紫外線（UV）照射後のDNAの切除修復について異なる遺伝子で欠損しているかX照射後の修復に欠損しているチャイニーズハムスター卵巣（CHO）変異株とヒト細胞を融合し、修復が求められる条件下に選択するとCHO株における欠損を補完するヒト遺伝子が残るハイブリッドが生成されます。 Xrcc1遺伝子座に突然変異を有するトランスジェニックマウスを作製するために、Brookmanら（1994）は、コスミドゲノムおよびcDNAライブラリーの両方からXRCC1のマウスホモログをクローニングした。cDNA分析は、ヒトXRCC1の633アミノ酸ポリペプチドと比較してわずか631アミノ酸のタンパク質をコードする1，893bpオープンリーディングフレームを示唆した。 Lamerdinら（1995）は、ヒトとマウスのタンパク質は86％の配列同一性を共有していることを見出した。

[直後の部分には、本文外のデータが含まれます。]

PR #400, opened 2026-01-08
Index file for our injectives paper

tomdjong:


source/DomainTheory/Examples/ExtendedPartialDedekindReals.lagda
```diff
@@ -0,0 +1,196 @@
...
+  U-is-upper : (x : 𝓡∞) → is-upper (U x)
+  U-is-upper x = pr₁ (pr₁ (pr₂ (pr₂ x)))
+
+  U-is-lower-open : (x : 𝓡∞) → is-lower-open (U x)
+  U-is-lower-open x = pr₂ (pr₁ (pr₂ (pr₂ x)))
+
+  orderedness : (x : 𝓡∞) → are-ordered (L x) (U x)
+  orderedness x = pr₂ (pr₂ (pr₂ x))
+
+  -- TODO(?). Move this and the equivalence to Various.Dedekind?
```
martinescardo: I think it would make sense to do this.

tomdjong: Done.

source/Taboos/BasicDiscontinuity.lagda
```diff
@@ -183,6 +183,30 @@ basic-discontinuity-taboo' f (f₀ , f₁) = VI
           (λ (p : ι 0 ＝ f u) → inr (I u (p ⁻¹)))
           (λ (ν : ι 0 ≠ f u) → inl (II u (≠-sym ν)))
 
+WLPO-is-discontinuous' : WLPO
```
martinescardo, line 186: Isn't this somewhere already? I'll check when I have time.

martinescardo: Maybe not exactly this formulation.

tomdjong: The unprimed version is there already (and I made use of that). The primed version isn't, I think. 
`grep -R "basic-discontinuity'"` only returns the definition and what I just added.

PR #403, opened 2026-02-03
Basic Category Theory

awsloth:


tomdjong:
I can take a look, but it might take a while, given the number of files (even only counting the new ones).

PR #406, opened 2026-02-04
Univalent refl graph

IanRay11:
Again, we are following Jon's terminology. 

Some things to note: I tried to address things that naturally carry over from the previous PR (capitalize the type of univalent refl graphs, use more standard bracket for carrier projection, rename reflexivity component more in line with TypeTopology convention, etc.) but it is possible I missed somethings. If so I apologize for making you readdress something redundant.

### DIFF
--- a/source/ReflexiveGraphs/index.lagda
+++ b/source/ReflexiveGraphs/index.lagda
@@ -24,6 +24,6 @@ that outline the reflexive graph approach to SIP.
 module ReflexiveGraphs.index where
 
 import ReflexiveGraphs.Type
-import ReflexiveGraphs.UnivalentReflexiveGraphs 
+import ReflexiveGraphs.Univalent
 
 \end{code}


tomdjong:
@IanRay11 Thanks for this! I'll write more later but for now `.././imports.sh ReflexiveGraphs/UnivalentReflexiveGraphs.lagda` correctly reports
```
Importing Notation.General was not necessary
Importing UF.Base was not necessary
Importing UF.FunExt was not necessary
```

source/ReflexiveGraphs/UnivalentReflexiveGraphs.lagda
```diff
@@ -0,0 +1,314 @@
...
+
+Minor changes and merged into TypeToplogy in February 2026.
+
+We give some properties about fans (terminology borrowed from Sterling),
+which are analogous to singletons up to the edge relation. Then we provide
+some equivalent characterizations of univalent reflexive graphs. It is worth
+noting that, although Sterling makes no choice for the defintion in his paper,
+we are required to. There is good reason to go with the 'propositional fans'
+definition as it simplifies many proofs later on, but all of the definitions
+are useful (I would be willing to consider making a different choice).
```
tomdjong: > (I would be willing to consider making a different choice).

I guess this is supposed to be removed post-review?

source/ReflexiveGraphs/UnivalentReflexiveGraphs.lagda
```diff
@@ -0,0 +1,314 @@
...
+
+We provide some equivalent descriptions of univalent reflexive graphs (see
+Sterling, Ulrik, etc.)
```
tomdjong: Ulrik → Buchholtz (in line with Sterling). 
I would also include a line explaining that you are referring to works mentioned in `index.lagda`. On their own, these names are not helpful.

source/ReflexiveGraphs/UnivalentReflexiveGraphs.lagda
```diff
@@ -0,0 +1,314 @@
...
+{-# OPTIONS --safe --without-K #-}
+
+module ReflexiveGraphs.UnivalentReflexiveGraphs where
+
+open import MLTT.Spartan
+open import Notation.General
+open import UF.Base
+open import UF.Equiv
+open import UF.EquivalenceExamples
+open import UF.FunExt
```
tomdjong: See my comment about the redundant imports.

source/ReflexiveGraphs/UnivalentReflexiveGraphs.lagda
```diff
@@ -0,0 +1,314 @@
...
+      → ⟨ 𝓐 ⟩
+      → 𝓤 ⊔ 𝓥 ̇ 
+cofan 𝓐 x = Σ y ꞉ ⟨ 𝓐 ⟩ , y ≈⟨ 𝓐 ⟩ x
+
+prop-fan-to-cofan : (𝓐 : Refl-Graph 𝓤 𝓥)
+                  → ((x : ⟨ 𝓐 ⟩) → is-prop (fan 𝓐 x))
+                  → ((x : ⟨ 𝓐 ⟩) → is-prop (cofan 𝓐 x))
+prop-fan-to-cofan {𝓤} {𝓥} 𝓐 fan-prop = I ∼-refl
+ where
+  I = ((x : ⟨ 𝓐 ⟩) → is-prop (cofan 𝓐 x))
```
tomdjong: I'm sorry, but I'm struggling to read this proof. Would it not be easier to assume `x : ⟨ 𝓐 ⟩`, two elements of `cofan 𝓐 x` and prove that they're equal using `fan-prop`?

source/ReflexiveGraphs/UnivalentReflexiveGraphs.lagda
```diff
@@ -0,0 +1,314 @@
...
+           → x ≈⟨ 𝓐 ⟩ y
+id-to-edge 𝓐 {x} {x} refl = ≈-refl 𝓐 x
+
+\end{code}
+
+If each fan is propositional then id-to-edge has a section and retraction.
+
+\begin{code}
+
+helper-edge-to-id : {𝓐 : Refl-Graph 𝓤 𝓥}
```
tomdjong: Maybe make this one `private`?

source/ReflexiveGraphs/UnivalentReflexiveGraphs.lagda
```diff
@@ -0,0 +1,314 @@
...
+\begin{code}
+
+id-to-edge : (𝓐 : Refl-Graph 𝓤 𝓥) {x y : ⟨ 𝓐 ⟩}
+           → x ＝ y
+           → x ≈⟨ 𝓐 ⟩ y
+id-to-edge 𝓐 {x} {x} refl = ≈-refl 𝓐 x
+
+\end{code}
+
+If each fan is propositional then id-to-edge has a section and retraction.
```
tomdjong: So it's an equivalence. Just say that instead?

source/ReflexiveGraphs/UnivalentReflexiveGraphs.lagda
```diff
@@ -0,0 +1,314 @@
...
+open import UF.Base
+open import UF.Equiv
+open import UF.EquivalenceExamples
+open import UF.FunExt
+open import UF.PropIndexedPiSigma
+open import UF.Retracts
+open import UF.Subsingletons
+open import UF.Subsingletons-Properties
+open import ReflexiveGraphs.Type
+
```
tomdjong: You can place nearly everything in an anonymous module with `(𝓐 : Refl-Graph 𝓤 𝓥)` as a parameter to avoid having to introduce it all the time.

source/ReflexiveGraphs/UnivalentReflexiveGraphs.lagda
```diff
@@ -0,0 +1,314 @@
...
+\begin{code}
+
+helper-edge-to-id : {𝓐 : Refl-Graph 𝓤 𝓥}
+                  → (x y : ⟨ 𝓐 ⟩)
+                  → (p : x ≈⟨ 𝓐 ⟩ y)
+                  → (x , ≈-refl 𝓐 x) ＝ (y , p)
+                  → x ＝ y
+helper-edge-to-id {_} {_} {𝓐} x .x .(≈-refl 𝓐 x) refl = refl
+
```
tomdjong: Consider making `((x : ⟨ 𝓐 ⟩) → is-prop (fan 𝓐 x))` an anonymous module parameter.

source/ReflexiveGraphs/UnivalentReflexiveGraphs.lagda
```diff
@@ -0,0 +1,314 @@
...
+We now define univalent reflexive graphs in terms of propositional fans, but
+one could use any of the equivalent characterizations.
+
+\begin{code}
+
+is-univalent-refl-graph : (𝓐 : Refl-Graph 𝓤 𝓥) → 𝓤 ⊔ 𝓥 ̇ 
+is-univalent-refl-graph 𝓐 = (x : ⟨ 𝓐 ⟩) → is-prop (fan 𝓐 x)
+
+Univalent-Refl-Graph : (𝓤 𝓥 : Universe) → (𝓤 ⁺) ⊔ (𝓥 ⁺) ̇
```
tomdjong: Replace `(𝓤 ⁺) ⊔ (𝓥 ⁺) ̇` by ` (𝓤 ⊔ 𝓥) ⁺ ̇`.

source/ReflexiveGraphs/UnivalentReflexiveGraphs.lagda
```diff
@@ -0,0 +1,314 @@
...
+≈-reflᵤ : (𝓐 : Univalent-Refl-Graph 𝓤 𝓥) → (x : ⟨ 𝓐 ⟩ᵤ) → x ≈ᵤ⟨ 𝓐 ⟩ x
+≈-reflᵤ (𝓐 , _) x = ≈-refl 𝓐 x
+
+underlying-refl-graph : (𝓐 : Univalent-Refl-Graph 𝓤 𝓥)
+                      → Refl-Graph 𝓤 𝓥
+underlying-refl-graph (𝓐 , _) = 𝓐
+
+syntax underlying-refl-graph 𝓐 = 𝓐 /ᵤ 
+
+underlying-univalence : (𝓐 : Univalent-Refl-Graph 𝓤 𝓥)
```
tomdjong: Maybe `underlying-refl-graph-is-univalent` instead of `underlying-univalence?

source/ReflexiveGraphs/UnivalentReflexiveGraphs.lagda
```diff
@@ -0,0 +1,314 @@
...
+                      → is-univalent-refl-graph (𝓐 /ᵤ)
+underlying-univalence (𝓐 , is-ua) = is-ua
+
+id-equiv-edge : (𝓐 : Univalent-Refl-Graph 𝓤 𝓥)
```
tomdjong: What is called `id` now, was called `paths` earlier. Please make a consistent choice.

source/ReflexiveGraphs/UnivalentReflexiveGraphs.lagda
```diff
@@ -0,0 +1,314 @@
...
+id-equiv-edge 𝓐 x y
+ = (id-to-edge (𝓐 /ᵤ)
+   , prop-fans-implies-id-to-edge-equiv (underlying-univalence 𝓐) x y)
+
+edge-to-id : (𝓐 : Univalent-Refl-Graph 𝓤 𝓥) {x y : ⟨ 𝓐 ⟩ᵤ}
+           → x ≈ᵤ⟨ 𝓐 ⟩ y
+           → x ＝ y
+edge-to-id 𝓐 {x} {y} = ⌜ id-equiv-edge 𝓐 x y ⌝⁻¹
+
+edge-to-id-comp : (𝓐 : Univalent-Refl-Graph 𝓤 𝓥) {x : ⟨ 𝓐 ⟩ᵤ}
```
tomdjong: `edge-to-id-preserves-refl` instead?

source/ReflexiveGraphs/UnivalentReflexiveGraphs.lagda
```diff
@@ -0,0 +1,314 @@
...
+
+\end{code}
+
+We consider the notion of edge induction and show univalence implies it.
+
+TODO: show they are also equivalent.
+
+\begin{code}
+
+edge-induction : (𝓣 : Universe) (𝓐 : Refl-Graph 𝓤 𝓥) → 𝓤 ⊔ 𝓥 ⊔ (𝓣 ⁺) ̇
```
tomdjong: Maybe this range over all universes instead (like in a proper induction principle). Or is it going to be interesting to track for which `𝓣` you need it?

source/ReflexiveGraphs/UnivalentReflexiveGraphs.lagda
IanRay11: fan-prop only allows us to identify fans no cofans. That's why much of the proof is massaging the data around so that a cofan turns into a fan, etc.

tomdjong: Yes, I understand that, but what I said should still apply to your proof. (I did not mean to imply that the proof was trivial.)

IanRay11: I may have proved it that way originally. I think I ended up with the current proof because it was more faithful to the paper proof that Jon gives.

jonsterling: Feel free to use whatever proof is better ;-)

IanRay11: Actually, I'm not sure I understand the proposed proof. How am I to use fan-prop to show to terms of cofan are equal?

tomdjong: Let me try to explain myself better. Please let me know if I'm either misunderstanding something, or if it's still unclear what I'm asking about.
You've got a statement of the form: `(x : X → A x) → (x : X → B x)`. (With `A` saying that the type of fans at `x` is a subsingleton and `B` is saying the same thing but about cofans this time.) Ordinarily, you would assume `h : (x : X → A x)` and `x : X`, and then prove `B x` somehow. Do we agree so far?
In the current proof you never really introduce `x : X` and constantly work with type `x : X → B x` rather than `B x` for a fixed but arbitrary `x`. Am I seeing that correctly? If so, why do you write the proof this way? The issue I have with the current proof is that I'm finding it hard to read (sorry!).
(Since, in this particular case, we are talking about proving that something is a subsingleton, you can further bring two elements of the relevant type into scope.)

IanRay11: I do see your point. The benefit to not fixing x here is it allows us to turn a something of type cofan x to something of type cofan y. In particular, for any x if (y,s) : cofan x then (x,s) : fan y. Then we contract this part away by the assumption (and do something similar with the remaining (y',t) pair.) At one point the proof was instead a string of equivalences but that requires function extensionality so we opt to just observe the underlying maps of the equivalence as a string of reductions.

Also, originally I did prove it in the way you describe. Where I brought every element into the scope and tried to show the resulting pair was equal but it required a weird and unmotivated transport. You can look at the commit history and compare (maybe this approach could also be improved: see line 57 of the univalentreflexivegraph file https://github.com/IanRay11/TypeTopology/commit/7690d1f0a3650a1876165994479ed6006853ed4c)

tomdjong: Thanks, I see, it's a nice proof. Could you please
(1) write a brief comment explaining that there is a proof by equivalences which you avoid because that relies on function extensionality,
(2) format the proof like I partially did below?
```
   I =
    ((x : ⟨ 𝓐 ⟩) → is-prop (cofan x))                                  ←⟨ id ⟩
    ((x : ⟨ 𝓐 ⟩) → ((y , s) (y' , t) : cofan x) → (y , s) ＝ (y' , t)) ←⟨ II ⟩
    ((x y : ⟨ 𝓐 ⟩) (s : y ≈⟨ 𝓐 ⟩ x) (y' : ⟨ 𝓐 ⟩) (t : y' ≈⟨ 𝓐 ⟩ x)
      → (y , s) ＝ (y' , t))                                           ←⟨ III ⟩
    [...]
    where
     II  = λ f x (y , s) (y' , t) → f x y s y' t
     III = λ f x y → f y x
     [...]
```
Hopefully you'll agree that this is a little easier on the eye.

source/ReflexiveGraphs/UnivalentReflexiveGraphs.lagda
```diff
@@ -0,0 +1,304 @@
...
+
+ cofan : ⟨ 𝓐 ⟩
+       → 𝓤 ⊔ 𝓥 ̇ 
+ cofan x = Σ y ꞉ ⟨ 𝓐 ⟩ , y ≈⟨ 𝓐 ⟩ x
+
+\end{code}
+
+We show that propositional fans imply propositional cofans and vice versa.
+The crux of the proofs is to observe that if (y , s) : cofan x for some x then
+(x , s) : fan y, the rest amounts to shuffling data with in sigma types.
```
tomdjong: _with in_ → _within_
But since there is no explicit mention of sigma types it might be less confusing to just say _shuffling data_.

source/ReflexiveGraphs/UnivalentReflexiveGraphs.lagda
```diff
@@ -0,0 +1,304 @@
...
+
+It is worth noting that the proofs that follow were originally discovered as
+a string of equivalences, but to witness the equivalence requires function
+extensionality. The underlying maps of the equivalences are sufficient for the
+proof to go through and thus we are able to avoid unnecessary appeals to
```
tomdjong: (Minor) _unncessary_ is redundant here; if the appeals were necessary you couldn't avoid them.

source/ReflexiveGraphs/UnivalentReflexiveGraphs.lagda
```diff
@@ -0,0 +1,304 @@
...
+ id-to-edge {x} {x} refl = ≈-refl 𝓐 x
+
+\end{code}
+
+If each fan is propositional then id-to-edge is an equivalence.
+
+\begin{code}
+
+ private
+  helper-edge-to-id : (x y : ⟨ 𝓐 ⟩)
```
tomdjong: Maybe the argument `x` and `y` should be implicit, like in `id-to-edge`?

source/ReflexiveGraphs/UnivalentReflexiveGraphs.lagda
```diff
@@ -0,0 +1,304 @@
...
+                    → (p : x ≈⟨ 𝓐 ⟩ y)
+                    → (x , ≈-refl 𝓐 x) ＝ (y , p)
+                    → x ＝ y
+  helper-edge-to-id x .x .(≈-refl 𝓐 x) refl = refl
+
+ module _ (prop-fans : ((x : ⟨ 𝓐 ⟩) → is-prop (fan x))) where
```
tomdjong: It would make sense to include `(x y : ⟨ 𝓐 ⟩)` as well as that assumption is common in what follows.
Please format it like this
```
module _
        (one : ...)
        (two : ...)
       where
```

source/ReflexiveGraphs/UnivalentReflexiveGraphs.lagda
```diff
@@ -0,0 +1,304 @@
...
+    ((x : ⟨ 𝓐 ⟩) → ((y , s) (y' , t) : cofan x) → (y , s) ＝ (y' , t)) ←⟨ II ⟩ 
+    ((x y : ⟨ 𝓐 ⟩) (s : y ≈⟨ 𝓐 ⟩ x) (y' : ⟨ 𝓐 ⟩) (t : y' ≈⟨ 𝓐 ⟩ x)
+      → (y , s) ＝ (y' , t))                                           ←⟨ III ⟩
+    ((y x : ⟨ 𝓐 ⟩) (s : y ≈⟨ 𝓐 ⟩ x) (y' : ⟨ 𝓐 ⟩) (t : y' ≈⟨ 𝓐 ⟩ x)
+      → (y , s) ＝ (y' , t))                                           ←⟨ IV ⟩
+    ((y : ⟨ 𝓐 ⟩) ((x , s) : fan y) (y' : ⟨ 𝓐 ⟩) (t : y' ≈⟨ 𝓐 ⟩ x)
+      → (y , s) ＝ (y' , t))                                           ←⟨ V ⟩
+    ((y y' : ⟨ 𝓐 ⟩) (t : y' ≈⟨ 𝓐 ⟩ y) → (y , ≈-refl 𝓐 y) ＝ (y' , t))  ←⟨ VI ⟩
+    ((y' y : ⟨ 𝓐 ⟩) (t : y' ≈⟨ 𝓐 ⟩ y) → (y , ≈-refl 𝓐 y) ＝ (y' , t))  ←⟨ VII ⟩
+    ((y' : ⟨ 𝓐 ⟩) ((y , t) : fan y') → (y , ≈-refl 𝓐 y) ＝ (y' , t))   ←⟨ VIII ⟩
```
tomdjong: Please align all `←⟨` with the `▢` (at column 73, according to my emacs).
Same for `prop-cofan-to-fan`.

source/ReflexiveGraphs/UnivalentReflexiveGraphs.lagda
tomdjong: Otherwise, thanks very much for the comment and explanation!

source/ReflexiveGraphs/UnivalentReflexiveGraphs.lagda
```diff
@@ -0,0 +1,304 @@
...
+    II p = I p (prop-fans x (x , ≈-refl 𝓐 x) (y , p))
+
+  edges-are-retracts-of-id : (x y : ⟨ 𝓐 ⟩)
+                           → retract (x ≈⟨ 𝓐 ⟩ y) of (x ＝ y)
+  edges-are-retracts-of-id x y
+   = (id-to-edge , prop-fans-gives-section x y)
+
+\end{code}
+
+Now we show that id-to-edge is an equiv iff all fans are propositional.
```
tomdjong: This now almost says the same as the comment on line 146 (although this mentions the converse). Maybe one comment is all you need?

source/ReflexiveGraphs/UnivalentReflexiveGraphs.lagda
```diff
@@ -0,0 +1,304 @@
...
+edge-to-id-preserves-refl 𝓐 {x}
+ = inverses-are-retractions (id-to-edge (𝓐 /ᵤ))
+    (prop-fans-implies-id-to-edge-equiv (underlying-refl-graph 𝓐)
+     (underlying-refl-graph-is-univalent 𝓐) x x) refl
+
+\end{code}
+
+We show univalence implies edge induction.
+
+TODO: show they are also equivalent.
```
tomdjong: For now, it's OK, but when you add the converse, then you should make a definition of `edge-induction`, so that you can write `is-univalent-refl-graph 𝓐 → edge-induction 𝓐` and its converse.

tomdjong (commented):
Thanks for the changes @IanRay11! As far as I'm concerned it should be ready for merging after these minor comments are addressed.

source/ReflexiveGraphs/UnivalentReflexiveGraphs.lagda
IanRay11: Maybe mine is off. I'll try to sort this out.

source/ReflexiveGraphs/UnivalentReflexiveGraphs.lagda
IanRay11: There are actually technical reasons why I didn't want x and y in the module. I can rework the proofs if you feel strongly about this.

IanRay11: In the where column of prop-fans-gives-retraction I need to use prop-fans-edge-to-id on a non-fixed x and y. I spent no time thinking about how to adjust the proofs, but I can do this if you would like.

tomdjong: You can still do the required pattern match without reworking, i.e. the following just works
```
  prop-fans-gives-retraction : has-retraction id-to-edge
  prop-fans-gives-retraction = (prop-fans-edge-to-id , II)
   where
    I : (x : ⟨ 𝓐 ⟩) → prop-fans x (x , ≈-refl 𝓐 x) (x , ≈-refl 𝓐 x) ＝ refl
    I x = props-are-sets (prop-fans x)
           (prop-fans x (x , ≈-refl 𝓐 x) (x , ≈-refl 𝓐 x)) refl
    II : (p : x ＝ y) → prop-fans-edge-to-id (id-to-edge p) ＝ p
    II refl = ap (helper-edge-to-id (≈-refl 𝓐 x)) (I x)
```
as does this where I fixed `x` in `I`:
```
  prop-fans-gives-retraction : has-retraction id-to-edge
  prop-fans-gives-retraction = (prop-fans-edge-to-id , II)
   where
    I : prop-fans x (x , ≈-refl 𝓐 x) (x , ≈-refl 𝓐 x) ＝ refl
    I = props-are-sets (prop-fans x) 
         (prop-fans x (x , ≈-refl 𝓐 x) (x , ≈-refl 𝓐 x))
         refl
    II : (p : x ＝ y) → prop-fans-edge-to-id (id-to-edge p) ＝ p
    II refl = ap (helper-edge-to-id (≈-refl 𝓐 x)) I
```

source/ReflexiveGraphs/UnivalentReflexiveGraphs.lagda
tomdjong: Right now, half are at 71, half are at 70, and the square is at 72 :sweat_smile:

tomdjong: If you keep having trouble with this, I can just edit it after it's merged.

source/ReflexiveGraphs/UnivalentReflexiveGraphs.lagda
IanRay11: Thank you for this. Again I'm sorry for not giving it more thought I was a bit preoccupied with something else. I have implemented your suggestions.

tomdjong:
@IanRay11 I made some minor modifications so that I don't have to do it post-merging, so you should pull.

source/ReflexiveGraphs/index.lagda
```diff
@@ -24,5 +24,6 @@ that outline the reflexive graph approach to SIP.
 module ReflexiveGraphs.index where
 
 import ReflexiveGraphs.Type
+import ReflexiveGraphs.UnivalentReflexiveGraphs
```
martinescardo: I feel that this module should be called just `Univalent`, so that the import reads
```
import ReflexiveGraphs.Univalent
```

source/ReflexiveGraphs/UnivalentReflexiveGraphs.lagda
```diff
@@ -0,0 +1,298 @@
+Ian Ray. 2nd September 2025.
+
+Minor changes and merged into TypeToplogy in February 2026.
```
martinescardo: Typo: "TypeToplogy"

source/ReflexiveGraphs/UnivalentReflexiveGraphs.lagda
```diff
@@ -0,0 +1,298 @@
...
+
+We give some properties about fans (terminology borrowed from Sterling),
+which are analogous to singletons up to the edge relation. Then we provide
+some equivalent characterizations of univalent reflexive graphs. It is worth
+noting that, although Sterling makes no choice for the defintion in his paper,
+we are required to. There is good reason to go with the 'propositional fans'
+definition as it simplifies many proofs later on, but all the definitions
+are useful.
+
+We provide some equivalent descriptions of univalent reflexive graphs (see
```
martinescardo: I feel that this should be the first paragraph of the description of this module.

source/ReflexiveGraphs/UnivalentReflexiveGraphs.lagda
```diff
@@ -0,0 +1,298 @@
...
+open import UF.PropIndexedPiSigma
+open import UF.Retracts
+open import UF.Subsingletons
+open import UF.Subsingletons-Properties
+open import ReflexiveGraphs.Type
+
+module _ (𝓐 : Refl-Graph 𝓤 𝓥) where
+
+ fan : ⟨ 𝓐 ⟩
+     → 𝓤 ⊔ 𝓥 ̇
```
martinescardo: Probably no need to break the line here (and in similar situations below), but I am OK keeping this as it is if you prefer.

source/ReflexiveGraphs/UnivalentReflexiveGraphs.lagda
martinescardo: (The one starting in line 13.)

PR #432, opened 2026-04-06
Univalent families redo

IanRay11:
Univalent families


IanRay11:
I will check for unused imports then request review.

IanRay11:
@tomdjong

source/ReflexiveGraphs/UnivalentFamilies.lagda
```diff
@@ -0,0 +1,79 @@
...
+
+is-univalent-family : Σ A ꞉ 𝓤 ̇ , (A → 𝓣 ̇)
+                    → 𝓤 ⊔ 𝓣 ̇
+is-univalent-family (A , B) = is-univalent-refl-graph (refl-graph-image A B)
+
+\end{code}
+
+This definition is intentionally general and offers a robust theoretical
+framework for working with a universe of things. That is, if one was working
+directly with the codes of a tarski style universe presentation than a
```
tomdjong: _**T**arski_; _then_

source/ReflexiveGraphs/UnivalentFamilies.lagda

Whitehouse ら（2001）は、XRCC1がDNA polymerase-beta (POLB; 174760) およびDNA ligase III (LIG3; 600940) との相互作用に加えてヒトポリヌクレチドキナーゼ (PNK; 605610) との相互作用を持つと発表した。 さらに、これら4つのタンパク質は、ヒトの細胞抽出液中で多タンパク質複合体として結合しており、活性酸素や放射線によって引き起こされる典型的な一本鎖切断を一緒に修復していることが明らかになった。 さらに、XRCC1は、損傷したDNA末端でPNKのDNAキナーゼ活性とDNAホスファターゼ活性を刺激し、修復反応全体を加速していることも明らかにした。 これらのデータは、哺乳類の一本鎖切断修復の新しい経路を明らかにし、損傷したDNA末端の処理の初期段階においてXRCC1とPNKが協調的な役割を果たすことを実証するものである。 Sanoら（2004）は、短鎖ではなく長鎖のアプラタキシン（APTX；606350）がXRCC1のC末端ドメインと相互作用することをin vitroで証明し、アプラタキシンが修復複合体に関与している可能性を示唆している。

BhattacharyyaとBanerjee（2001）は、XRCC1が原発性大腸癌と乳癌で発現している切断型POLBと相互作用し、野生型POLBの正常修復機能を阻害することを見いだした。 彼らは、変異型POLBとXRCC1の相互作用が、優性阻害作用に必要であることを決定した。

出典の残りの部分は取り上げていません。